1.Die Walzen sollen optisch so aussehen, als ob sie sich drehen würden.

2. In die Walzen sollen dann noch die Abdrücke der Preise.

3. Die Buchstaben sollen, wenn Sie aus der Walze kommen, gequetscht aussehen.

Nun deine Frage war.
Ist dies überhaubt in Photoshop oder Illustrator möglich und wenn Ja, wie macht man das?

Antwort:
Wenn es nicht 100%ig realistisch aussehen soll dann gehts. Wenn du es dennoch realistisch magst würde ich dazu tendieren ein 3D Modeller hinzu zuziehen!

zu 1 Die Walzen sollen optisch so aussehen, als ob sie sich drehen würden.

Dies zu realisieren innerhalb einer Zeichnung und dann noch via PC ist recht schwer, da sich Walzen, die rotieren, im Grunde nur unterschiedliche Lichpunkte werfen und letztendlich alles auf eines Animation hinauslaufen würde! 

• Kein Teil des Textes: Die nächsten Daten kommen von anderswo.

PR #606, opened 2017-10-13
Master devicemapper 0.11.0 next

### LINKED ISSUE #550: The problem with ThinPool::extend_data
It works like this:

1. Call devicemapper methods to extend the underlying thinpool, actually the thin pool's data device with the given segments. The problem here is that it's not actually extension, the last data segment of the device is coalesced w/ the first data segment of the incoming devices if possible.
2. Run the identical algorithm as is used in ```devicemapper-rs::LinearDev::extend()``` in order to make the segments that the thinpool stores match the segments on the linear device.
3. Return.

Step (2) is really brittle, since it relies for correctness on algorithms in two distinct libraries to be identical.

Proposal 1: Do not coalesce in either place. This is simple, but it is also brittle. Someone might re-add cleverness to devicemapper, causing a breakage in stratisd.

Proposal 2: Calculate the segments, coalescing as desired, in stratisd. _Set_ all the segments in the underlying devicemapper linear device. This needs a new function in LinearDev.

I prefer proposal (2) because ultimately it is less brittle and it gives all clients of devicemapper greater flexibility in how they arrange their segments.

mulkieran:
Resolves #550.

### DIFF
--- a/Cargo.lock
+++ b/Cargo.lock
@@ -9,10 +9,10 @@ dependencies = [
  "crc 1.4.0 (registry+https://github.com/rust-lang/crates.io-index)",
  "custom_derive 0.1.7 (registry+https://github.com/rust-lang/crates.io-index)",
  "dbus 0.5.3 (registry+https://github.com/rust-lang/crates.io-index)",
- "devicemapper 0.11.0 (registry+https://github.com/rust-lang/crates.io-index)",
+ "devicemapper 0.11.0 (git+https://github.com/stratis-storage/devicemapper-rs)",
  "enum_derive 0.1.7 (registry+https://github.com/rust-lang/crates.io-index)",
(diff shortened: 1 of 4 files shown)


mulkieran:
rebased.

mulkieran:
rebased.

mulkieran:
test this please

mulkieran:
rebased and updates.

mulkieran:
@agrover @trgill review? Let's do a new devicemapper release. We have bug fixes and API changes, and nothing really in the queue.

mulkieran:
The only thing that's failing is clippy, so we should consider this a success. @agrover @trgill review?

agrover:
LGTM 👍

mulkieran:
Depends on #619, since clippy actually requires some code changes.

mulkieran:
Rebased, newest version of devicemapper master branch.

Deine Farbverläufe müssen exakt passen. Der obere ist schon gar nicht mal so übel, jedoch würde ich ihn eher diagonal nach recht unten auslaufen lassen bzw. so dass deine hellste Stelle in etwa Mitte der Walze plaziert ist und unten rechts immer dunkler wird. Geh ein paar mal mit dem Weichzeichner drüber und deine obere Rolle ist fertig!

Bei der unteren Rolle ist darauf zu achten, dass sich ein Farbverlauf entgegengesetzt und spiegelverkehrt zur oberen abzeichnet oder machs anhand eines Experimentes! Nimm dazu zwei leere Küchenrollen (das Papprohr), wickel sie in Alufolie ein und halte sie so gegeneinander, bis der gewünschte Betrachtungswinkel erreicht ist und merke dir wie der Farbverlauf ausgerichtet ist!

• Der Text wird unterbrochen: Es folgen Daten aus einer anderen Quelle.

Issue #491, opened 2017-07-27
Investigate improvements into mnt crate


agrover:
We are using the `mnt` crate to parse /proc/mounts to get information we need to link mount points up with the Stratis thin devices that they may be on. This library may not be handling all cases, e.g. if multiple filesystems mounted on the same mount point. We should make sure it can meet our needs, possibly by contributing improvements as needed.

tasleson:
@agrover

> e.g. if multiple filesystems mounted on the same mount point.

Did you mean to say multiple mount points for the same filesystem?

agrover:
I think both are possible!

tasleson:
Yes both are possible, I guess I don't know of a use case for multiple FS mounted to the same mount point as only that last mounted FS is visible, but if it can be done it should be handled in the API :-)

agrover:
https://en.wikipedia.org/wiki/Union_mount#Linux I think e.g. Docker uses UnionFS

agrover:
BTW we're not actually even using `mnt` crate right now, we're parsing `df` output!!!

tasleson:
Oh, yes.  I forgot about union and overlay FS et. al.

tasleson:
Objective achieved with `mnt 0.3.1` and PR #625

PR #625, opened 2017-10-23
Use mnt crate

tasleson:
This PR should address https://github.com/stratis-storage/stratisd/issues/491

Using updated `0.3.1` mnt crate we have what we need to replace the fork & exec of `df`.

### DIFF
--- a/src/engine/strat_engine/filesystem.rs
+++ b/src/engine/strat_engine/filesystem.rs
@@ -3,11 +3,11 @@
 // file, You can obtain one at http://mozilla.org/MPL/2.0/.
 
 use std::path::{Path, PathBuf};
-use std::process::Command;
 
 use devicemapper::{Bytes, DmDevice, DmName, DM, IEC, SECTOR_SIZE, Sectors, ThinDev, ThinDevId,
                    ThinStatus, ThinPoolDev};
 
+use mnt::{MountParam, MountIter};
 use nix::sys::statvfs::statvfs;
 use nix::sys::statvfs::vfs::Statvfs;
 use nix::mount::{mount, MsFlags, umount};
@@ -149,20 +149,35 @@ impl StratFilesystem {
         current_size
     }
 
-    /// Get the mount_point for this filesystem
-    /// TODO Replace this code with something less brittle
+    /// Get one (non-deterministic in the presence of errors) of the mount_point(s) for the file
+    /// system that is contained on the block device referred to as self.devnode(), i.e. the device
+    /// node, while ignoring parse errors as long as at least one mount point is found.
     pub fn get_mount_point(&self) -> EngineResult<Option<PathBuf>> {
-        let output = Command::new("df")
-            .arg("--output=target")
-            .arg(&self.devnode())
-            .output()?;
-        if output.status.success() {
-            let output_str = String::from_utf8_lossy(&output.stdout);
-            return Ok(output_str.lines().last().map(PathBuf::from));
+        let device_node = self.devnode();
+        let search = device_node.to_str().ok_or_else(|| EngineError::Engine(ErrorEnum::Error,
+                                    format!("Unable to represent devnode as string {:?}", *self)))?;
+
+        let m_iter = MountIter::new_from_proc()
+            .map_err(|e| {
+                         EngineError::Engine(ErrorEnum::Error,
+                                             format!("Error reading /proc/mounts {:?}", e))
+                     })?;
+
+        let mut last_error: Option<String> = None;
+        for mp in m_iter {
+            match mp {
+                Ok(mount) => {
+                    if mount.contains(&MountParam::Spec(search)) {
+                        return Ok(Some(mount.file));
+                    }
+                }
+                Err(e) => {
+                    last_error = Some(format!("Error during parsing {:?} {:?}", *self, e));
+                }
+            }
         }
-        Err(EngineError::Engine(ErrorEnum::Error,
-                                format!("Failed to get filesystem mountpoint for {:?}",
-                                        self.devnode())))
+
+        last_error.map_or(Ok(None), |e| Err(EngineError::Engine(ErrorEnum::Error, e)))
     }
 
     /// Tear down the filesystem.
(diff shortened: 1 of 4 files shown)


tasleson:
The mnt crate is causing an issue, need to investigate.  Thanks @trgill

tasleson:
OK, my initial try at this was a massive fail, the `get_mount` from mnt crate does not work when you pass it a device node, not sure how I missed that.  I've added a new functionality to the library which does add what we need and submitted a PR: https://github.com/stemjail/mnt-rs/pull/1

tasleson:
Re-based and updated to leverage proposed: https://github.com/stemjail/mnt-rs/commits/feature-search-pr1

src/engine/strat_engine/filesystem.rs
```diff
@@ -150,19 +150,19 @@ impl StratFilesystem {
...
-            .output()?;
-        if output.status.success() {
-            let output_str = String::from_utf8_lossy(&output.stdout);
-            return Ok(output_str.lines().last().map(PathBuf::from));
+
+        let m_iter = MountIter::new_from_proc().expect("We expect to be able to open /proc/mounts");
+        match m_iter
+                  .map(|m| m.ok().unwrap())
+                  .find(|m| {
+                            m.contains(&MountParam::Spec(&String::from(self.devnode()
```
l0kod: you can remove the `String::from` now

tasleson:
@trgill Tests running for 20+ hours?

tasleson:
Re-based and using upstream `0.3.1`.

src/engine/strat_engine/filesystem.rs
```diff
@@ -150,19 +150,38 @@ impl StratFilesystem {
...
-        if output.status.success() {
-            let output_str = String::from_utf8_lossy(&output.stdout);
-            return Ok(output_str.lines().last().map(PathBuf::from));
+        if let Some(search) = self.devnode().to_str() {
+            match MountIter::new_from_proc() {
+                Ok(m_iter) => {
+                    for mp in m_iter {
+                        match mp {
+                            Ok(mount) => {
+                                if mount.contains(&MountParam::Spec(&search)) {
```
l0kod: …but here you will get the first match

src/engine/strat_engine/filesystem.rs
```diff
@@ -150,19 +150,38 @@ impl StratFilesystem {
...
     /// Get the mount_point for this filesystem
-    /// TODO Replace this code with something less brittle
     pub fn get_mount_point(&self) -> EngineResult<Option<PathBuf>> {
-        let output = Command::new("df")
-            .arg("--output=target")
-            .arg(&self.devnode())
-            .output()?;
-        if output.status.success() {
-            let output_str = String::from_utf8_lossy(&output.stdout);
-            return Ok(output_str.lines().last().map(PathBuf::from));
```
l0kod: I don't know if that matters but here you were getting the last match…

src/engine/strat_engine/filesystem.rs
```diff
@@ -150,19 +150,38 @@ impl StratFilesystem {
...
+        if let Some(search) = self.devnode().to_str() {
```
mulkieran: Generally you try to use the functions on Option, so, instead of the let-if, you would do:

zu 2 In die Walzen sollen dann noch die Abdrücke der Preise.

Nimm hierzu am besten einen Teil der eigezogenen Schrift (am besten aus der Mitte) und mach ne neue Textebene (sollte die Farbe der Walze haben) (Ebene duplizieren wg. Sicherung). Noch nicht rastern erst in gewünschte Form bringen. Für die grobe Richtung des Textes zu ändern nimm das Textbiegen Tool, für Feinschliff dann die jeweiligen anderen Transformationswerkzeuge! Ok das Ganze spiegeln, Doppelkick auf die Ebene, Schlagschatten hart rein und ich glaube Schein nach innen. Um so einen Prägeeffekt gibts mehrere Ansätze, villeicht weis ja Tucker wies genau geht steht hier aber auch irgendwo bei tutorials.de Wenn fertig Ebene rastern und drüber damit.

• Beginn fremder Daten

PR #629, opened 2017-10-24
Reduce spurious test output

### LINKED ISSUE #605: Would be nice to find a way to make xfs_growfs a bit more quiet
It's a bit of an inconvenience in testing output and might be inconvenient in the real world. But I don't think it's really urgent.

tasleson:
xfs command line tool was dumping output that was ending up in the
test output, changed how we run them to remove output.  We may want
to do this for all of the command line tools we exec.

Resolves #605


mulkieran:
The code looks fine to me. ```mkfs.xfs``` is certainly a candidate for this change as well. Perhaps those in other files as well.

agrover:
👍 MALV (merging as last reviewer) Thanks @tasleson !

zu 3 Die Buchstaben sollen, wenn Sie aus der Walze kommen, gequetscht aussehen.

Selbstverständlich müssen Sie auch gequwetscht werden, wenn die Preise eingezogen werden, deswegen wende die "Perspektivische Verzerrung" an (findest du bei Transformieren). Achte darauf, dass die Preise im selben Winkel austreten wie sie eingezogen werden.

Leider fällt mir hierzu jetzt nichts mehr ein und ich hoffe du mein Ausschweifer von vorhin nicht übel. Vielleicht kannst du es auch mit C4D machen, sollte damit nämlich kein Problem sein wo hingegen eine Illustration westelich mehr arbeit mit sich bringt!

Noch viel Spass!

cu thecamillo


----------



## wolli1 (18. Juni 2005)

@All

 Vielen Dank für Eure Antworten und Denkanstöße !

 Dann werd ich mich mal daran machen und sehen, was dabei rauskommt.


----------